**INSTRUCTIONS TO FOLLOW:** Reproduce each record in the listing below exactly as written.

========================================================================

PR #414, opened 2024-04-16
ci: troubleshoot mingw Git index

abrown:
For some unknown reason, the Windows build of wasi-sdk always creates artifacts that appear as if the current Git index is modified. This troubleshooting commit attempts to figure out why that is; do not merge.

### DIFF
--- a/.github/workflows/main.yml
+++ b/.github/workflows/main.yml
@@ -126,6 +126,8 @@ jobs:
           # Upload the dist folder. Give it a name according to the OS it was built for.
           name: ${{ format( 'dist-windows-latest-{0}', matrix.arch) }}
           path: dist
+      - name: What does Git see as modified?
+        run: git diff --stat
 
   dockerbuild:
     name: Docker Build


abrown:
@alexcrichton, I saw wasi-sdk-22 had the extra `m` suffix appended so I ran this to see if I could figure out why. (I also see you ran a similar action but saw that only after I pushed this). In poking around, the only thing I could think is that perhaps mingw is using some old version of Git that falls prey to this [old bug](https://stackoverflow.com/questions/16035240) (here's a [reproducer](https://gist.github.com/peritus/936326/f0ac2a2ac7f3981a1dc045a7f58a7f03f80d7658) I believe).

alexcrichton:
The weird part is that `git describe` seems to work sometimes? In https://github.com/WebAssembly/wasi-sdk/pull/413 I added `python3 ./version.py` before and after the build and it omitted the `+m` before and after, it was only during the build that the `+m` showed up. Given that the `$(shell ...)` to get the version is practically at the top of the `Makefile` I was having a hard time seeing how it could tamper with the tree or change things relative to before-and-after.

Unless... do you think that the `git` used during the github actions step is different than the one used during `make`?

abrown:
> The weird part is that `git describe` seems to work sometimes? In #413 I added `python3 ./version.py` before and after the build and it omitted the `+m` before and after, it was only during the build that the `+m` showed up. Given that the `$(shell ...)` to get the version is practically at the top of the `Makefile` I was having a hard time seeing how it could tamper with the tree or change things relative to before-and-after.
> 
> Unless... do you think that the `git` used during the github actions step is different than the one used during `make`?

Yeah. I'm confused as well. This latest commit ended up with ([ci](https://github.com/WebAssembly/wasi-sdk/actions/runs/8707823201/job/23883738401?pr=414):

- `+m` in the built artifacts
```console
$ find dist
dist
dist/libclang_rt.builtins-wasm32-wasi-22.6gb01b4ded43b5+m.tar.gz
dist/wasi-sdk-22.6gb01b4ded43b5+m-mingw.tar.gz
dist/wasi-sysroot-22.6gb01b4ded43b5+m.tar.gz
```

- no `+m` in either kind of shell (`pwsh` or `bash`):
```console
$ git status
HEAD detached at pull/414/merge
nothing to commit, working tree clean
$ git diff --stat
$ python3 version.py
22.6gb01b4ded43b5
```

PR #415, opened 2024-04-23
Add python3 as build requirement to README

imrying:
When trying to build the wasi-sdk I noticed that `python3` was not mentioned in the build process requirements. Since it is not part of the standard environment on most distributions I thought it would be a good idea to add it.
Cheers!


sbc100:
Ah yes that was very recently added in 2436b99f1d59becb2d2e6b3e11dd6e48903a6adb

========================================================================

**ANSWER SECTION:**
PR #414, opened 2024-04-16
ci: troubleshoot mingw Git index

abrown:
For some unknown reason, the Windows build of wasi-sdk always creates artifacts that appear as if the current Git index is modified. This troubleshooting commit attempts to figure out why that is; do not merge.

### DIFF
--- a/.github/workflows/main.yml
+++ b/.github/workflows/main.yml
@@ -126,6 +126,8 @@ jobs:
           # Upload the dist folder. Give it a name according to the OS it was built for.
           name: ${{ format( 'dist-windows-latest-{0}', matrix.arch) }}
           path: dist
+      - name: What does Git see as modified?
+        run: git diff --stat
 
   dockerbuild:
     name: Docker Build


abrown:
@alexcrichton, I saw wasi-sdk-22 had the extra `m` suffix appended so I ran this to see if I could figure out why. (I also see you ran a similar action but saw that only after I pushed this). In poking around, the only thing I could think is that perhaps mingw is using some old version of Git that falls prey to this [old bug](https://stackoverflow.com/questions/16035240) (here's a [reproducer](https://gist.github.com/peritus/936326/f0ac2a2ac7f3981a1dc045a7f58a7f03f80d7658) I believe).

alexcrichton:
The weird part is that `git describe` seems to work sometimes? In https://github.com/WebAssembly/wasi-sdk/pull/413 I added `python3 ./version.py` before and after the build and it omitted the `+m` before and after, it was only during the build that the `+m` showed up. Given that the `$(shell ...)` to get the version is practically at the top of the `Makefile` I was having a hard time seeing how it could tamper with the tree or change things relative to before-and-after.

Unless... do you think that the `git` used during the github actions step is different than the one used during `make`?

abrown:
> The weird part is that `git describe` seems to work sometimes? In #413 I added `python3 ./version.py` before and after the build and it omitted the `+m` before and after, it was only during the build that the `+m` showed up. Given that the `$(shell ...)` to get the version is practically at the top of the `Makefile` I was having a hard time seeing how it could tamper with the tree or change things relative to before-and-after.
> 
> Unless... do you think that the `git` used during the github actions step is different than the one used during `make`?

Yeah. I'm confused as well. This latest commit ended up with ([ci](https://github.com/WebAssembly/wasi-sdk/actions/runs/8707823201/job/23883738401?pr=414):

- `+m` in the built artifacts
```console
$ find dist
dist
dist/libclang_rt.builtins-wasm32-wasi-22.6gb01b4ded43b5+m.tar.gz
dist/wasi-sdk-22.6gb01b4ded43b5+m-mingw.tar.gz
dist/wasi-sysroot-22.6gb01b4ded43b5+m.tar.gz
```

- no `+m` in either kind of shell (`pwsh` or `bash`):
```console
$ git status
HEAD detached at pull/414/merge
nothing to commit, working tree clean
$ git diff --stat
$ python3 version.py
22.6gb01b4ded43b5
```

PR #415, opened 2024-04-23
Add python3 as build requirement to README

imrying:
When trying to build the wasi-sdk I noticed that `python3` was not mentioned in the build process requirements. Since it is not part of the standard environment on most distributions I thought it would be a good idea to add it.
Cheers!


sbc100:
Ah yes that was very recently added in 2436b99f1d59becb2d2e6b3e11dd6e48903a6adb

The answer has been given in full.